**WORK ORDER**:
Look for the line that has "shown for non-maintainers" in the material below; please repeat it and every line after it, exactly, up to and including the line that has "See the updated screenshots.", and nothing else.
━━━ ENTRIES SHOWN ━━━
PR #1656, opened 2022-01-21
fix(client): restore projects data used by datasets

lorenzo-cavazzi:
This fixes a bug spotted by @gavin-k-lee that prevents datasets to be added to projects.

**How to test**: look for a dataset using the dataset search, open any and click on the "Add to project" button on the top right.
The user should be able to look for a project again and import the dataset (if the target project is up-to-date).
Trying the some on dev won't work -- the user won't even be able to select a target project.

P.S. We should probably check also the source project version. That may not be straightforward in the current implementation.
I would suggest re-working a bit the "add to project" logic, removing the overcomplicated FormGenerator Autosuggest (it's half-bugged, not checking for the input data to be available and not filtering some unusable target projects), adding the required logic for checking migrations on both sides.

/deploy renku=1.0-next renku-graph=development renku-core=v1.0.2

### DIFF
--- a/client/src/api-client/project.js
+++ b/client/src/api-client/project.js
@@ -153,7 +153,13 @@ function addProjectMethods(client) {
             namespace {
               fullPath
             }
-            path
+            path,
+            httpUrlToRepo,
+            userPermissions {
+              adminProject,
+              pushCode,
+              removeProject
+            }
           }
         }
       }`;
--- a/client/src/dataset/Dataset.container.js
+++ b/client/src/dataset/Dataset.container.js
@@ -27,6 +27,8 @@ export default function ShowDataset(props) {
 
   const [datasetKg, setDatasetKg] = useState();
   const [datasetFiles, setDatasetFiles] = useState();
+  const [fetchedKg, setFetchedKg] = useState(false);
+
   const dataset = useMemo(() =>
     mapDataset(props.datasets ?
       props.datasets.find(dataset => dataset.name === props.datasetId)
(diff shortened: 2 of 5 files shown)


ciyer (changes requested):
Code looks good. Thanks for putting this fix together.

When testing the UI, if I actually attempt to add a dataset to a project, I get this error:

image


Is this just a misconfiguration of the deployment?

lorenzo-cavazzi:
That's an error I've never seen.
I think the dataset is this one https://renku-ci-ui-1656.dev.renku.ch/datasets/62b66820055e4a40bdb0d219d73030e6 and it's easy to reproduce by importing it in any other proejct.
I cannot find the reference project `test-2022-01-21-14-11-17` though. That has probably been removed. Maybe that's the reason? 

I guess in that case the dataset should not appear anymore in the search? @SwissDataScienceCenter/renku-graph-maintainers 
Screenshot_20220124_151639

jachro:
> That's an error I've never seen. I think the dataset is this one https://renku-ci-ui-1656.dev.renku.ch/datasets/62b66820055e4a40bdb0d219d73030e6 and it's easy to reproduce by importing it in any other proejct. I cannot find the reference project `test-2022-01-21-14-11-17` though. That has probably been removed. Maybe that's the reason?
> 
> I guess in that case the dataset should not appear anymore in the search? @SwissDataScienceCenter/renku-graph-maintainers Screenshot_20220124_151639

Yes, that's probably what has happened, the project got removed. Generally, acceptance tests removes project at the end of each test and the name of the project suggests that it's a test created project.

ciyer:
I see. So the problem is unrelated to this PR, and should hopefully get fixed when the KG handles deletions. I will approve then!

ciyer (approved):
👍

PR #1659, opened 2022-01-24
Migration simplification

ciyer:
# Description

Simplify the way migration suggestions are presented, showing just one section that explains if the project is compatible with RenkuLab and if the project needs to be migrated.

# Screenshots

## Old, unsupported project

image

https://renku-ci-ui-1659.dev.renku.ch/projects/cr-migration-test/test-7/overview/status

## Old, supported project

image

https://renku-ci-ui-1659.dev.renku.ch/projects/cr-migration-test/test-8/overview/status

## Minor update available, supported project

image

https://renku-ci-ui-1659.dev.renku.ch/projects/cr-migration-test/test-project-internala/overview/status

## Notice for user without sufficient permissions

image

/deploy renku=1.0-next renku-graph=development renku-core=v1.0.2 extra-values=core.sentry.dsn=https://9ba8a200c9374766b1f8e229ab1cf857@sentry.dev.renku.ch/2,core.sentry.environment=enku-ci-ui-1567,ui.sentry.enabled=true,ui.sentry.namespace=renku-ci-ui-1567,ui.sentry.url=https://182290b8e1524dd3b7eb5dd051852f9f@sentry.dev.renku.ch/5


lorenzo-cavazzi (dismissed):
This simplification will be appreciated for sure by the users!
The code is clean and a big thumb up for including the e2e tests :heavy_check_mark: 

P.S. With some projects, I got somewhat unexpected results. This one has project renku version 0.16.2, but metadata v9.
https://renku-ci-ui-1659.dev.renku.ch/projects/lorenzo.cavazzi.tech/1-0-2-non-indexed-kg-with-ds/overview/status
Anyway, clicking on update fixed everything, and for the standard user this probably doesn't look strange at all
Screenshot_20220125_165547

lorenzo-cavazzi:
P.S. I merged `1.0-next` because it contains a fix that prevents failures with one of the Dataset acceptance tests.

ciyer:
Thanks for the review. Yes, there are some projects that are difficult to handle. Most projects have metadata and dockerfile versions in sync, but it is possible to get the metadata and dockerfile versions out of sync, and it isn't clear what we should so the users in these cases. I chose to present it as seen, but I am open alternatives if you have a better idea.

lorenzo-cavazzi:
I tried to play a bit with the data, but I think your solution is the best.
Showing more details would be confusing for the users, and it's probably unnecessary since the `update` button solved all the issues in the cases I tried.

rokroskar:
Thanks for the update to this @ciyer!

* I have some questions about the wording - on the first one (unsupported project) we say

> This project is not compatible with the RenkuLab UI.
You can work with datasets in interactive sessions, but to create or modify datasets, you will need to update the renku version.
The update should take about 30 seconds.

I think there are a few issues here: 

1. it focuses on datasets but other features won't work, e.g. modifying settings. What about "You can still launch interactive sessions, but other functionality will be severely limited."
2. Why say "update should take about 30 seconds" when we can't update the project? 
3. the instructions link is not obviously a link - imho the "these instructions" should be the link and underlined. Instead of having this revealing element, why not just "We cannot update this project automatically, but you can `launch a session` and follow `these instructions` to do so manually."

* Why do we need to differentiate between the second two cases? From the user's point of view aren't they basically the same? "A new version of Renku is available - you should update now to take advantage of new features." 

* On the last one, the "Do you prefer manual instructions" is underlined, but it isn't underlined above. 
* The "ask a maintainer" link is broken
* in the last one, "renku" is bold, but it isn't in the others

rokroskar:
One more nit - why show both "you don't have permission to update this project" _and_ "if you prefer manual instructions' --> if I can't update it I presumably don't care about the instructions?

ciyer:
Thanks for the feedback. You point out several good improvements.

1. The message has been changed to mention general limitations, not just issues with datasets.
2. If manual update is necessary, we show the instructions immediately (no need to expand anything)
3. If auto-update is available, the manual instructions are rendered underlined
4. The "ask a maintainer link" has been fixed, and update instructions are not shown for non-maintainers
5. For a minor update, we show "A new version of renku in bold"

See the updated screenshots. 

> 2. Why say "update should take about 30 seconds" when we can't update the project?

I think it is still interesting to know, even if you cannot carry out the update. That information can be passed on when requesting that the project be updated ("Please update the project, it will only take 30s...")

> * Why do we need to differentiate between the second two cases? From the user's point of view aren't they basically the same? "A new version of Renku is available - you should update now to take advantage of new features."

The two situations are not the same. In the "old, supported project" case, the project is not at the latest major version. It is supported at the moment, but will not be forever, and users should update those projects as soon as is convenient. In the "minor update available" case, the project is reasonably current, and there are some improvements available, but it is not critical that the user update.

Updating a project is potentially disruptive, and I think we should provide information to help users make informed decisions about when they should update. If we are always shouting at users to immediately update after every minor version bump, they will start ignoring us. I think it is better to make clear when an update in pressing, and when it is nice-to-have.

rokroskar:
This looks great. One final thing I noticed - you mentioned you don't want to bombard users with requests to update, but maybe in that case we shouldn't show the yellow warning triangle by the project name in the case of a minor version? I wonder if something more subtle would be possible (like a dot next to the status?) - but we can do that in a later follow-up.

rokroskar (approved):

lorenzo-cavazzi (approved):
Let's merge this :rocket: 

In general, I feel having a short message also for anonymous users wouldn't be bad -- imho the "RenkuLab compatible" message was better than nothing in a case like [the following](https://renku-ci-ui-1659.dev.renku.ch/projects/lorenzo.cavazzi.tech/1-0-2-non-indexed-kg-with-ds/overview/status) (left for logged user, right for anonymous).
But we can still modify it later if it turns out to be confusing for the user :slightly_smiling_face: 

Screenshot_20220131_085601

PR #1663, opened 2022-01-26
Add version to the job APIs URL

lorenzo-cavazzi:
The URL for jobs API doesn't include the version. This causes problems when adding/editing datasets on projects with an older metadata version (specifically, the answer from the job APIs is `undefined` cause it's querying the wrong service).

**How to test**: Use an older project with metadata V8, and try to add a datasets (E.G. clone `ralf.grubenmann/test-8`)

/deploy renku=1.0-next renku-graph=development renku-core=release/v1.0.3
re SwissDataScienceCenter/renku-python#2604


ciyer (approved):
This works, thanks!

PR #1671, opened 2022-01-31
feat(client): handle missing pipelines

### LINKED ISSUE #1667: The check on missing docker image fails for authenticated users
## Description

When a docker image is missing, the user should get a warning when trying to start a session -- either beforehand (if the user is starting it from the session tab) or as a warning popping out later (when using the quick-start button).

This seems to work for anonymous users (the docker registry image is checked), but it's failing for logged users.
━━━
**OUTPUT OF THE TASK**:
4. The "ask a maintainer link" has been fixed, and update instructions are not shown for non-maintainers
5. For a minor update, we show "A new version of renku in bold"

See the updated screenshots. 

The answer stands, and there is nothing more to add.